** Opening Data shown block **

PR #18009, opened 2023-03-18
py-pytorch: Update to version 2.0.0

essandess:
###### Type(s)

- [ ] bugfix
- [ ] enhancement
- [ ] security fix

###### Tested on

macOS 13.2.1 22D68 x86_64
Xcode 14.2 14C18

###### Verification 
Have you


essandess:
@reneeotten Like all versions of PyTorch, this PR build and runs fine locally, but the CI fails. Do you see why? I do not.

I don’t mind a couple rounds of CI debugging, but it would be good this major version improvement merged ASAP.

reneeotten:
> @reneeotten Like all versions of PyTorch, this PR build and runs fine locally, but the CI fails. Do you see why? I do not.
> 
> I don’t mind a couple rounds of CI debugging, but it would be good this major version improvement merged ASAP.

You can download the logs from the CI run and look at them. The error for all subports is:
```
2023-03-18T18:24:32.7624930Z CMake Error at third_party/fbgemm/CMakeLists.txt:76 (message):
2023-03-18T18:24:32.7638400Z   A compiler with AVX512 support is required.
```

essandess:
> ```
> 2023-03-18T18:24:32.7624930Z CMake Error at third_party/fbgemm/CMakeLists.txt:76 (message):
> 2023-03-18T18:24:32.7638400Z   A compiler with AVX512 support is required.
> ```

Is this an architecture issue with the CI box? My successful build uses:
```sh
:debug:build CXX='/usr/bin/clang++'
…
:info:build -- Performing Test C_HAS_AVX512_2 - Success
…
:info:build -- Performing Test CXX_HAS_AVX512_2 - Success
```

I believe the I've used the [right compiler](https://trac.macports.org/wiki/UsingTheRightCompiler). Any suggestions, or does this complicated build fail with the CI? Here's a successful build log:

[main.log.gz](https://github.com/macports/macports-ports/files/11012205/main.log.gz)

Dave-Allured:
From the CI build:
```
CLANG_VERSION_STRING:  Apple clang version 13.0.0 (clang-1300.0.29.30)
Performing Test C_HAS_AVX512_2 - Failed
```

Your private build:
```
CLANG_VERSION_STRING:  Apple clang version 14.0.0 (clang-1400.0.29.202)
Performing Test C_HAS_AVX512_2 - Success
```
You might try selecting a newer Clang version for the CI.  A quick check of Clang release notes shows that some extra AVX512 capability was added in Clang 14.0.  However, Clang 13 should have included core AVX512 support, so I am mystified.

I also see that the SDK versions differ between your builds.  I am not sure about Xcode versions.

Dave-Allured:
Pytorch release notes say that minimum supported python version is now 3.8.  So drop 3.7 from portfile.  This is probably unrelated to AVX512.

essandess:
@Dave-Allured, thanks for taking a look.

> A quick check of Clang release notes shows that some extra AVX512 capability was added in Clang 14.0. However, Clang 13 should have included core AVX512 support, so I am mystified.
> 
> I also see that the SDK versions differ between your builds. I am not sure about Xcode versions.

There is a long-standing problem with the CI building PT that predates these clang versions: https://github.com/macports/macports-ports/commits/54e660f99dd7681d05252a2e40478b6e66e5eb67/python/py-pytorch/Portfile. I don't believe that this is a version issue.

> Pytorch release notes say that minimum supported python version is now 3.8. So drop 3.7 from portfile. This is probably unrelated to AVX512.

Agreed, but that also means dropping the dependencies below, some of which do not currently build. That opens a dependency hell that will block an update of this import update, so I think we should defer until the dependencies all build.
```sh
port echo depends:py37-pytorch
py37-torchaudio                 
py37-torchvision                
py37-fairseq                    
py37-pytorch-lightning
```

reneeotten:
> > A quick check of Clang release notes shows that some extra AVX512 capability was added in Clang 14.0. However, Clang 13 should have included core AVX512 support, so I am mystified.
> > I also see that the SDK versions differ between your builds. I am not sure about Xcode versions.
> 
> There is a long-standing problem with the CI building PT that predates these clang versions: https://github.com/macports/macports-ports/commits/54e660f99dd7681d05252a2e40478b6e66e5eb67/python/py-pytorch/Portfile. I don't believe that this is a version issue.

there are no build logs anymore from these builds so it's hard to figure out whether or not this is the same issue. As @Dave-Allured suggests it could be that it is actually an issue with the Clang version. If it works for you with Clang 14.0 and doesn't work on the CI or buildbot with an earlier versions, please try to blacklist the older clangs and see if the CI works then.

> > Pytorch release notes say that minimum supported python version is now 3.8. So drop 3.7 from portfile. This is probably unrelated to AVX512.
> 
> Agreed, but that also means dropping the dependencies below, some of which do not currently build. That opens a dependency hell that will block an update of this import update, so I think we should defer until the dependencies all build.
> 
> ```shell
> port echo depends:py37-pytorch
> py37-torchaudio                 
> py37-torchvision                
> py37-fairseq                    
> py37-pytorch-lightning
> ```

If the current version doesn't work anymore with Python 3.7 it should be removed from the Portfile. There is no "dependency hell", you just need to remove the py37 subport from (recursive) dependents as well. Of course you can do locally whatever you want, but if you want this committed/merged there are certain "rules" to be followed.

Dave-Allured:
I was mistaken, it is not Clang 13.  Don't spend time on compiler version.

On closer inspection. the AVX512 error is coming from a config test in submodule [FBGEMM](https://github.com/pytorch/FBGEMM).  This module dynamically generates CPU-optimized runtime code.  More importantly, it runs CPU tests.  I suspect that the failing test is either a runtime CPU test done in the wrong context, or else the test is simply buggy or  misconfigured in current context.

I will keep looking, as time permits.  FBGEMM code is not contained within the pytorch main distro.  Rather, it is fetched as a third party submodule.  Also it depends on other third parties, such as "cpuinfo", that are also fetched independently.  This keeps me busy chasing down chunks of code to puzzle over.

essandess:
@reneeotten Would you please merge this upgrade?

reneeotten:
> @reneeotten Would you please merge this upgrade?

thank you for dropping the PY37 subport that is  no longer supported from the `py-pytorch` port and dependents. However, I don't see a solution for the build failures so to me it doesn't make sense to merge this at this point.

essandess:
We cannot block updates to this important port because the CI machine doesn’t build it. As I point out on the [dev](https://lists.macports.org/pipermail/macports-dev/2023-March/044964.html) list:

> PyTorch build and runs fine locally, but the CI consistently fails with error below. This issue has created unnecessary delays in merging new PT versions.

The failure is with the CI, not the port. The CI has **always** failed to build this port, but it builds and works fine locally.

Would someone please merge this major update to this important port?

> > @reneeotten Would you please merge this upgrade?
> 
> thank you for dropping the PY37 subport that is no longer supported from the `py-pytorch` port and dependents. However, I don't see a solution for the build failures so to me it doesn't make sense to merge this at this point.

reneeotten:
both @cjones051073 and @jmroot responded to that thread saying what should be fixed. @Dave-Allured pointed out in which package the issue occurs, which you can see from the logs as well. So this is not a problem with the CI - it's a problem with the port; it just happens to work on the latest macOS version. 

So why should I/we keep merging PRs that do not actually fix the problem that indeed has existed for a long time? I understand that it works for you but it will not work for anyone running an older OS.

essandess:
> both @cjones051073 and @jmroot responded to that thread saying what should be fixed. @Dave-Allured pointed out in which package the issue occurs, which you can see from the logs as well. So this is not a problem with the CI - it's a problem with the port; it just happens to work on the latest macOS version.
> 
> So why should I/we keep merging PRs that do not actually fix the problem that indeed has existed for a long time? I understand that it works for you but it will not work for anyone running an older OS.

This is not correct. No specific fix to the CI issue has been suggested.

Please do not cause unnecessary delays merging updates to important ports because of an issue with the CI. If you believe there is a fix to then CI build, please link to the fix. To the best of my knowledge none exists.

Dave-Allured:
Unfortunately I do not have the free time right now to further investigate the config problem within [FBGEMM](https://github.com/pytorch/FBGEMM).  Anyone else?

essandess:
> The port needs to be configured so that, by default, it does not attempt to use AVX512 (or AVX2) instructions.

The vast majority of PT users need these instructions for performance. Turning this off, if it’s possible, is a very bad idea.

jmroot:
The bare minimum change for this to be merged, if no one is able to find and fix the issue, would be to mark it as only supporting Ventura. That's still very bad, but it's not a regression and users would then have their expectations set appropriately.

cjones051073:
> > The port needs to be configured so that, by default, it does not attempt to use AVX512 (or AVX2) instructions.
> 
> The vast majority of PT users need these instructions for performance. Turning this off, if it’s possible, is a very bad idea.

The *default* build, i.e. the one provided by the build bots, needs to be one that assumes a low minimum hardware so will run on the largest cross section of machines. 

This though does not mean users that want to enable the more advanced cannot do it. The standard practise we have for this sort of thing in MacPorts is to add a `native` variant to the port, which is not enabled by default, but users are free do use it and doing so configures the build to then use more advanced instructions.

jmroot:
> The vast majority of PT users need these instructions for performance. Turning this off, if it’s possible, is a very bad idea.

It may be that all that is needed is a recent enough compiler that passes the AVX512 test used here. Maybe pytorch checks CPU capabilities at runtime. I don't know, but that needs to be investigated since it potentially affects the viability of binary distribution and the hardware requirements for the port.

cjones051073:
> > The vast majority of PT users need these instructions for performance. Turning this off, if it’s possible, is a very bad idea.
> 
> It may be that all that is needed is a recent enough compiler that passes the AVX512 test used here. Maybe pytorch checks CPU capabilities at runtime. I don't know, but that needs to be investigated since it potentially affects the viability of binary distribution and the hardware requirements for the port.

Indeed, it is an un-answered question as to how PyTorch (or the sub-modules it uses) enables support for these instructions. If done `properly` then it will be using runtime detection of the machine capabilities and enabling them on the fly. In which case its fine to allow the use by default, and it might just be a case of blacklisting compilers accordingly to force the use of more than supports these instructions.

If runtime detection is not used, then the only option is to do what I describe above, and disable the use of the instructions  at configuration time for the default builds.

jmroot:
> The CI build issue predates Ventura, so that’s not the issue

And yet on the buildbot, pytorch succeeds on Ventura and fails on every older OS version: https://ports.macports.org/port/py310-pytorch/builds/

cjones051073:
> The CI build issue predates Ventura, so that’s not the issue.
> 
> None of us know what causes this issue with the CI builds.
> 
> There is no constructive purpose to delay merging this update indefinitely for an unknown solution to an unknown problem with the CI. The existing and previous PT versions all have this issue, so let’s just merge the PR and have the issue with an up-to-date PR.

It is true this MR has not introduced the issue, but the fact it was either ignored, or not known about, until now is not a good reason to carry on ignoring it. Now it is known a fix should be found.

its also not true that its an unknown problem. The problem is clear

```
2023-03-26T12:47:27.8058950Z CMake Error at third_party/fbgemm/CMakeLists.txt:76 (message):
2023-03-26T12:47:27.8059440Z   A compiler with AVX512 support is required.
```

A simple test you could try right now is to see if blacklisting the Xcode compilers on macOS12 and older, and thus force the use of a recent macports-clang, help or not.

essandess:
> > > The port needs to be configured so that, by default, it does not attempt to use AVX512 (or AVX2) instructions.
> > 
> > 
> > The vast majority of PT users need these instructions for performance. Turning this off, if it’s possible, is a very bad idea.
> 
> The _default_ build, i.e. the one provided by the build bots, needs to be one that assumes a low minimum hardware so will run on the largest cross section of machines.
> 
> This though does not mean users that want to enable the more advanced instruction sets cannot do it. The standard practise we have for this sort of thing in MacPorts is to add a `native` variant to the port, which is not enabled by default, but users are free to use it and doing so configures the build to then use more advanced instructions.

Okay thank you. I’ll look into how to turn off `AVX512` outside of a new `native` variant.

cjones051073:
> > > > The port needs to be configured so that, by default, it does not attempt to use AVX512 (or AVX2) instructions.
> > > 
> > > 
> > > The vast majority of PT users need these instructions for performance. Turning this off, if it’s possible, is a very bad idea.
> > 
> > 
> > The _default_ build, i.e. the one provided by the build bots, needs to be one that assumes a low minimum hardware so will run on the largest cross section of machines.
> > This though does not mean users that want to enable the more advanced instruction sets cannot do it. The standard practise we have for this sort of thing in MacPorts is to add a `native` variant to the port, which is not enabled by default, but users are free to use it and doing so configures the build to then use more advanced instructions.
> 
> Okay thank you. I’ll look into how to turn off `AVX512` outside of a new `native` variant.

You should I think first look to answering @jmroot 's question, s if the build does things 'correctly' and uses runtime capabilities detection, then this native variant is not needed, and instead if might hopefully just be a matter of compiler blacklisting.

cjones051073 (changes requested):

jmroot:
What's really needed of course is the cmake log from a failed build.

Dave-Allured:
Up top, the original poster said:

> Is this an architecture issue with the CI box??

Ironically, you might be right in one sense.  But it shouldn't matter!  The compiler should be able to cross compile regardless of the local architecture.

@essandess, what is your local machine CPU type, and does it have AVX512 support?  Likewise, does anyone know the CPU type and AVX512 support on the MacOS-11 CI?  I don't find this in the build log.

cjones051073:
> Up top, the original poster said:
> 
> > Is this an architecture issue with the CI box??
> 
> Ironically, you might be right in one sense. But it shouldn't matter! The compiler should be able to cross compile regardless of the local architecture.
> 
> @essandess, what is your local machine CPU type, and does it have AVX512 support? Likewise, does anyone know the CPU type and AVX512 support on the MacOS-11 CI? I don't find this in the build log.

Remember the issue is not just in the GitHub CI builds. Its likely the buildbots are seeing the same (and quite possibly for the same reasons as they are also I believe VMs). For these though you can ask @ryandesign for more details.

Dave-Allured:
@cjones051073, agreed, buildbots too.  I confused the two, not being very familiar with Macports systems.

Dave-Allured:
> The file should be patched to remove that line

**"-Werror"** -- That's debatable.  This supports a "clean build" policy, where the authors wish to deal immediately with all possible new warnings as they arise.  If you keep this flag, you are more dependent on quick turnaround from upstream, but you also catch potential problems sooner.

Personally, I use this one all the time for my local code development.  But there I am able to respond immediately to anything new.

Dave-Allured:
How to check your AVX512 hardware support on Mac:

** Closing Data shown block **
** Opening Data shown block **

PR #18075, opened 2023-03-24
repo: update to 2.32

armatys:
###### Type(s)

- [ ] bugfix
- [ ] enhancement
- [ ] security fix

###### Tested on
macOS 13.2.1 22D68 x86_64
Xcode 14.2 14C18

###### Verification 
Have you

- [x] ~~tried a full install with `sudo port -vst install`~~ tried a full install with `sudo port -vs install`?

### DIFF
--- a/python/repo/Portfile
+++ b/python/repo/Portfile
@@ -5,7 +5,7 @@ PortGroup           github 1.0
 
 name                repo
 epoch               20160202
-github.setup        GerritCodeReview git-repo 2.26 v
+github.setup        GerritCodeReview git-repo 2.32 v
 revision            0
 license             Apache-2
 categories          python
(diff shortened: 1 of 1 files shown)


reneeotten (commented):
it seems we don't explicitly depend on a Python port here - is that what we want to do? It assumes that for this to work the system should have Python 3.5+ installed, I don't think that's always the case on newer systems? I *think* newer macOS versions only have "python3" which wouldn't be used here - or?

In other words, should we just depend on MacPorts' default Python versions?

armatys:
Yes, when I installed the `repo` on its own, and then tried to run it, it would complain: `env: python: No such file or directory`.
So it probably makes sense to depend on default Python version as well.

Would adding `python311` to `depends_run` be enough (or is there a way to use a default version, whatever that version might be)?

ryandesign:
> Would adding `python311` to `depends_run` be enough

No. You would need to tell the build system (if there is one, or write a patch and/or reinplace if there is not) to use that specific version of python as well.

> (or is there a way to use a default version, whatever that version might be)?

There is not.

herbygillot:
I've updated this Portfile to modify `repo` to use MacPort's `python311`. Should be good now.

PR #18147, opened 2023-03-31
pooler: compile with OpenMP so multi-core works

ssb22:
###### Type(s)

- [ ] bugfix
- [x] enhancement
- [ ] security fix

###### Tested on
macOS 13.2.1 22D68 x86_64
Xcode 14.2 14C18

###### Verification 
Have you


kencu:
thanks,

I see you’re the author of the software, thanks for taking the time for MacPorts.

** Closing Data shown block **

Please go over the data above and tally every line holding "builds"; reply only with the count.

9